__Work instruction__: Go from the first line below to the one with "fabtests/multinode: update arguments" and print each line exactly.

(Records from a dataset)
+ + + + +

PR #10042, opened 2024-05-17
prov/efa: Get efa_rdm_ep from wc's qpn

shijin-aws:
Currently, we get ep pointer from the pkt_entry (wc's wr_id), which may be not reliable because some wc can be unsolicited (there is no pkts that the wc consumes thus no valid wr_id). This patch changes this mechanism to be deriving ep from the wc's qpn, which is always available and reliable. This is also what we are doing for dgram cq which is closest to rdma-core interface.

### DIFF
--- a/prov/efa/src/rdm/efa_rdm_cq.c
+++ b/prov/efa/src/rdm/efa_rdm_cq.c
@@ -78,25 +78,25 @@ static struct fi_ops efa_rdm_cq_fi_ops = {
  * remote endpoint.  These do not have a packet context, nor do they have a
  * connid available.
  *
- * @param[in]		flags		flags (such as FI_REMOTE_CQ_DATA)
- * @param[in]		pkt_entry	packet entry
  * @param[in]		ibv_cq_ex	extended ibv cq
+ * @param[in]		flags		flags (such as FI_REMOTE_CQ_DATA)
+ * @param[in]		ep	        efa_rdm_ep
+ * @param[in]		pkt_entry	packet entry
  */
 static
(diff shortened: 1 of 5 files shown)


prov/efa/src/rdm/efa_rdm_cq.c
```diff
@@ -300,15 +301,20 @@ void efa_rdm_cq_poll_ibv_cq(ssize_t cqe_to_process, struct efa_ibv_cq *ibv_cq)
...
 
 	/* Call ibv_start_poll only once */
 	err = ibv_start_poll(ibv_cq->ibv_cq_ex, &poll_cq_attr);
 	should_end_poll = !err;
 
 	while (!err) {
 		pkt_entry = (void *)(uintptr_t)ibv_cq->ibv_cq_ex->wr_id;
-		ep = pkt_entry->ep;
-		assert(ep);
+		qp = efa_domain->qp_table[ibv_wc_read_qp_num(ibv_cq->ibv_cq_ex) & efa_domain->qp_table_sz_m1];
```
wenduwan, line 316: Could you remind me why we need to `... & qp_table_sz_m1`?

shijin-aws: I believe it is just for safe, we have the qp table of size `qp_table_size = roundup_power_of_two(efa_domain->device->ibv_attr.max_qp);`, and qp_num shouldn't exceeds `qp_num < ibv_attr.max_qp < qp_table_size`.

wenduwan (approved):

darrylabbate (approved):

PR #10046, opened 2024-05-23
fabtests/multinode: update arguments

### LINKED ISSUE #9330: fabtests/multinode: Multinode command line parameters are not documented
fi_multinode has test specific parameters which are not documented in either the test output (e.g. using -? option) or the man pages.  To make it worse, the test re-uses some common command line parameters, so the commont output from -? is wrong.

alex-mckinley:
Update arguments to avoid conflicts with other tests.

Will fix #9330

### DIFF
--- a/fabtests/multinode/src/harness.c
+++ b/fabtests/multinode/src/harness.c
@@ -321,17 +321,20 @@ int main(int argc, char **argv)
 	if (!hints)
 		return EXIT_FAILURE;
 
-	while ((c = getopt(argc, argv, "n:C:z:Th" CS_OPTS INFO_OPTS)) != -1) {
+	while ((c = getopt(argc, argv, "n:x:z:Ths:I:" INFO_OPTS)) != -1) {
 		switch (c) {
 		default:
 			ft_parse_addr_opts(c, optarg, &opts);
 			ft_parseinfo(c, optarg, hints, &opts);
-			ft_parsecsopts(c, optarg, &opts);
+			break;
+		case 'I':
+			opts.options |= FT_OPT_ITER;
+			opts.iterations = atoi(optarg);
 			break;
 		case 'n':
 			pm_job.num_ranks = atoi(optarg);
 			break;
-		case 'C':
+		case 'x':
 			pm_job.transfer_method = parse_caps(optarg);
 			break;
 		case 'T':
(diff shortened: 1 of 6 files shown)


alex-mckinley:
```
Usage:
    fi_multinode -s SERVER_NAME -n NUM_RANKS [OPTIONS]
    repeat command for each client
    reccomend using fabtests/scripts/runmultinode.sh

fi_multinode specific options: 

-n <num_ranks>                 Number of ranks to expect
-x <xfer_mode>                 msg or rma message mode
-I <iters>                     number of iterations
-T                             pass to enable performance timing mode
-z <pattern>                   full_mesh, ring, gather, or broadcast pattern. Default: All

General Fabtests options: 

-f <fabric>                    fabric name
-d <domain>                    domain name
-p <provider>                  specific provider name eg sockets, verbs
-B <src_port>                  non default source port number
-P <dst_port>                  non default destination port number
-s <address>                   source address
-b[=<oob_port>]                enable out-of-band address exchange and synchronization over the, optional, port
-E[=<oob_port>]                enable out-of-band address exchange only over the, optional, port
-C <number>                    simultaneous connections to server
-O <addr>                      use the provided addr for out of band
-F <addr_format>               Address format (default:FI_FORMAT_UNSPEC)
-D <device_iface>              Specify device interface: e.g. cuda, ze, neuron (default: None). Automatically enables FI_HMEM (-H)
-i <device_id>                 Specify which device to use (default: 0)
-H                             Enable provider FI_HMEM support
-R                             Register HMEM memory with fi_mr_dmabuf API
```


New fi_multinode opts/fi_multinode -h output

j-xiong:
There are a few more places that need to be updated with the new option (`-C` --> `-x`):
`fabtests/pytest/default/test_multinode.py`,
`fabtests/test_configs/tcp/io_uring.exclude`.

fabtests/multinode/src/harness.c
```diff
@@ -321,17 +321,20 @@ int main(int argc, char **argv)
 	if (!hints)
 		return EXIT_FAILURE;
 
-	while ((c = getopt(argc, argv, "n:C:z:Th" CS_OPTS INFO_OPTS)) != -1) {
+	while ((c = getopt(argc, argv, "n:x:z:Ths:" INFO_OPTS)) != -1) {
```
j-xiong, line 324: Here a new option "-s" is added, but not used later.

alex-mckinley: nvm, you are correct that -I isn't in INFO_OPTS. That also needs to be added manually.

j-xiong (approved):

PR #11327, opened 2025-08-20
prov/efa: Fix the unsolicited write recv detection

shijin-aws:
Currently, efa provider uses the device & env to check the unsolicited write recv. This check is wrong
and can cause false positive when the efadv_cq creation failed. This patch fixes this issue by tracking the unsolicited
write recv status in both efa_ibv_cq and efa_qp.


prov/efa/src/efa_base_ep.c
```diff
@@ -257,17 +261,92 @@ int efa_qp_create(struct efa_qp **qp, struct ibv_qp_init_attr_ex *init_attr_ex,
...
+				  struct efa_ibv_cq *tx_cq,
+				  struct efa_ibv_cq *rx_cq,
+				  bool create_user_recv_qp)
 {
 	int ret;
+	struct ibv_qp_init_attr_ex attr_ex = { 0 };
+
+	efa_base_ep_construct_ibv_qp_init_attr_ex(base_ep, &attr_ex, tx_cq->ibv_cq_ex, rx_cq->ibv_cq_ex);
+
+	assert(tx_cq->unsolicited_write_recv_enabled == rx_cq->unsolicited_write_recv_enabled);
```
jiaxiyan, line 320: what happens if these don't match? Should we disable unsolicited_write_recv?

shijin-aws: It is unlikely they don't match as they share the same setup and are in the same process. Adding the assert is to catch such really unexpected incident

PR #11337, opened 2025-08-22
prov/efa: Increase default efa-direct ibvcq size

a-szegel:
Increase default ibv_cq size on efa-direct from 1k to 16k.  Having too small of a cq can lead to cq overflow, which will cause completions to be dropped. Users can choose to specify cq size in cq_attr which will override this number.

### DIFF
--- a/prov/efa/src/efa.h
+++ b/prov/efa/src/efa.h
@@ -81,7 +81,8 @@
 #define EFA_DEF_POOL_ALIGNMENT (8)
 #define EFA_MEM_ALIGNMENT (64)
 
-#define EFA_DEF_CQ_SIZE 1024
+/* 4k tx_attr.size + 8k rx_attr.size */
+#define EFA_DEF_CQ_SIZE 12288
 
 
 #define EFA_DEFAULT_RUNT_SIZE (307200)


shijin-aws:
I think we should default as 12k (tx + rx queue size) per earlier discussion.

@bwbarrett I remember you had some comments on the default cq size behavior for efa-direct, can u share your feedback here?

a-szegel:
Write with immediate gets a spot on the CQ as well, which is why I made it a bit bigger.

bwbarrett:
That makes the minimum CQ size 512 KiB, which isn't exactly tiny.  I'd start with ignoring unsolicited write w/ immediate and set the default to the default TX submission size + default RX submission size.  That should be considerably smaller than 16K entries?

a-szegel:
@bwbarrett  8k RX, and 4k TX, so 4k smaller

prov/efa/src/efa.h
```diff
@@ -81,7 +81,7 @@
 #define EFA_DEF_POOL_ALIGNMENT (8)
 #define EFA_MEM_ALIGNMENT (64)
 
-#define EFA_DEF_CQ_SIZE 1024
+#define EFA_DEF_CQ_SIZE 12288
```
shijin-aws, line 85: Nit: add a comment here to explain why 12K

a-szegel: done

PR #11341, opened 2025-08-25
prov/cxi: Improve multithreaded performance of bound counter operations

ronawho:
Add an opt-in feature to use a dedicated triggered command queue for bound counters instead of using the domain's. This can improve multithreaded performance of counters for FI_THREAD_SAFE and FI_THREAD_COMPLETION threading models.


shijin-aws:
bot:aws:retest

PR #11325, opened 2025-08-19
fabtests/pingpong: EFA competition traces and a race condition fix

alekswn:
These changes should make AWS CI failures more informative and fix occasional client-side timeouts in 32 byte pingpong with efa-direct.

- **EFA RX/TX completions**
Currently we have traces for posting send and receive buffers with EFA provider. This change adds completion traces as well.

~~- **Unexpected completion check in `ft_finalize()`**~~
~~We have seen issues caused by duplicate EFA completions, adding check for unexpected ones to `ft_finalize()`.~~

~~- **Use `ft_sync()` instead of `ft_finalize_ep(ep)` if `ft_finalize()`**.~~
~~- **Call ft_sync() before ft_finalize()**~~
- **Follow `ft_sync_inband(false)` pattern in `ft_finalize()`**

There are two effects of this change:
1. If out-of-band sync was enabled it's going to be used for the final sync as well.
2. In case of inband sync server will wait for client to process all recv completions before it can exit.

PR #11342, opened 2025-08-25
prov/efa and fabtests: add completion traces and fixes ep finalize semantics

shijin-aws:
reworked https://github.com/ofiwg/libfabric/pull/11325


shijin-aws:
bot:aws:retest

PR #11352, opened 2025-08-27
fabtests/efa: Add volatile to prevent compiler optimization of CQE flag

jiaxiyan:
The CUDA compiler was incorrectly optimizing away memory reads of the completion queue entry (CQE) flags field, assuming the memory content was constant. However, the CQE flags are updated asynchronously by the EFA device hardware, and repeated reads must fetch the current value from memory rather than using a cached register value. Without this fix, the efa_cqe_is_pending() function could return stale data, causing completion polling to hang or miss valid completions.

### DIFF
--- a/fabtests/prov/efa/src/efagda/cuda_kernel.cu
+++ b/fabtests/prov/efa/src/efagda/cuda_kernel.cu
@@ -39,7 +39,8 @@ __device__ uint32_t efa_sub_cq_get_current_index(const efa_sub_cq *sub_cq)
 __device__ int efa_cqe_is_pending(const efa_io_cdesc_common *cqe_common,
 				  int phase)
 {
-	return EFA_GET(&cqe_common->flags, EFA_IO_CDESC_COMMON_PHASE) == phase;
+	volatile uint8_t *cqe_flag = (volatile uint8_t *)(&cqe_common->flags);
+	return EFA_GET(cqe_flag, EFA_IO_CDESC_COMMON_PHASE) == phase;
 }
 
 __device__ efa_io_cdesc_common *efa_sub_cq_get_cqe(efa_sub_cq *sub_cq,


a-szegel (approved):

shijin-aws (commented):
@mrgolin please take a look to see whether we need this fix for efagda library

bwbarrett (approved):
@a-szegel had asked why this wasn't causing problems in the fabtests, so I thought I'd answer here.  Technically, this change isn't needed for the test as written, but we should still make it to keep all the codes consistent (and keep someone from stubbing their toe later).

The problem in Seth's code is that `efa_cqe_is_pending()` was being called in a loop in the cuda kernel.  The compiler inlined the callstack inside that loop down to and including `efa_cqe_is_pending()`, and then the optimizer noticed that it could save a whole lot of effort by not reading `cqe_flag` every time, and the bug was born.

But in this test code, the cuda kernel calls poll once and then effectively exits, and the polling loop is actually in the host code.  The cuda compiler never sees the loop, because it's effectively split, and the host compiler can't perform the same optimizations because all the cuda calling semantics have the right hints to keep the compiler from doing the wrong thing.  The key is that the polling cuda kernel doesn't actually poll in a loop.  It reads the CQ once and exits, so there's never any opportunity for the compiler to optimize out a necessary read.

I would suggest a follow-up change, which is to also write a fabtest that drives multiple wqe submissions and the complete polling loop all from a single CUDA kernel, to help find other places we might have overlooked this kind of synchronization problem.

Also, we should really have a READ_ONCE() macro instead of all the extra casting, just to make it more clear what we're doing.

mrgolin:
> @mrgolin please take a look to see whether we need this fix for efagda library

Yes, I fixed it there too. That's one of the reasons why we should try to have a single implementation.

PR #11355, opened 2025-08-28
configure: Improve restricted-dl help text

jswaro:
The original text as not as clear as it could be why this option is useful. This commit amends the text to make it clearer. 

I've tested this by running autogen.sh to generate the configuration files from a clean build, and run ./configure to ensure everything looks fine, including the help text.


j-xiong (approved):

j-xiong:
The CI failure is unrelated.

PR #11361, opened 2025-08-29
prov/efa: Fix the rx sgl in data path direct

shijin-aws:
The current efa_data_path_direct_entry
doesn't shift the rx buf when walking the SGEs in the sge_list. This patch fixes it.

This is following rdma-core pattern while avoiding memset and memcpy


shijin-aws:
bot:aws:retest

shijin-aws:
bot:aws:retest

+ + + + +

__Reply__:
PR #10042, opened 2024-05-17
prov/efa: Get efa_rdm_ep from wc's qpn

shijin-aws:
Currently, we get ep pointer from the pkt_entry (wc's wr_id), which may be not reliable because some wc can be unsolicited (there is no pkts that the wc consumes thus no valid wr_id). This patch changes this mechanism to be deriving ep from the wc's qpn, which is always available and reliable. This is also what we are doing for dgram cq which is closest to rdma-core interface.

### DIFF
--- a/prov/efa/src/rdm/efa_rdm_cq.c
+++ b/prov/efa/src/rdm/efa_rdm_cq.c
@@ -78,25 +78,25 @@ static struct fi_ops efa_rdm_cq_fi_ops = {
  * remote endpoint.  These do not have a packet context, nor do they have a
  * connid available.
  *
- * @param[in]		flags		flags (such as FI_REMOTE_CQ_DATA)
- * @param[in]		pkt_entry	packet entry
  * @param[in]		ibv_cq_ex	extended ibv cq
+ * @param[in]		flags		flags (such as FI_REMOTE_CQ_DATA)
+ * @param[in]		ep	        efa_rdm_ep
+ * @param[in]		pkt_entry	packet entry
  */
 static
(diff shortened: 1 of 5 files shown)


prov/efa/src/rdm/efa_rdm_cq.c
```diff
@@ -300,15 +301,20 @@ void efa_rdm_cq_poll_ibv_cq(ssize_t cqe_to_process, struct efa_ibv_cq *ibv_cq)
...
 
 	/* Call ibv_start_poll only once */
 	err = ibv_start_poll(ibv_cq->ibv_cq_ex, &poll_cq_attr);
 	should_end_poll = !err;
 
 	while (!err) {
 		pkt_entry = (void *)(uintptr_t)ibv_cq->ibv_cq_ex->wr_id;
-		ep = pkt_entry->ep;
-		assert(ep);
+		qp = efa_domain->qp_table[ibv_wc_read_qp_num(ibv_cq->ibv_cq_ex) & efa_domain->qp_table_sz_m1];
```
wenduwan, line 316: Could you remind me why we need to `... & qp_table_sz_m1`?

shijin-aws: I believe it is just for safe, we have the qp table of size `qp_table_size = roundup_power_of_two(efa_domain->device->ibv_attr.max_qp);`, and qp_num shouldn't exceeds `qp_num < ibv_attr.max_qp < qp_table_size`.

wenduwan (approved):

darrylabbate (approved):

PR #10046, opened 2024-05-23
fabtests/multinode: update arguments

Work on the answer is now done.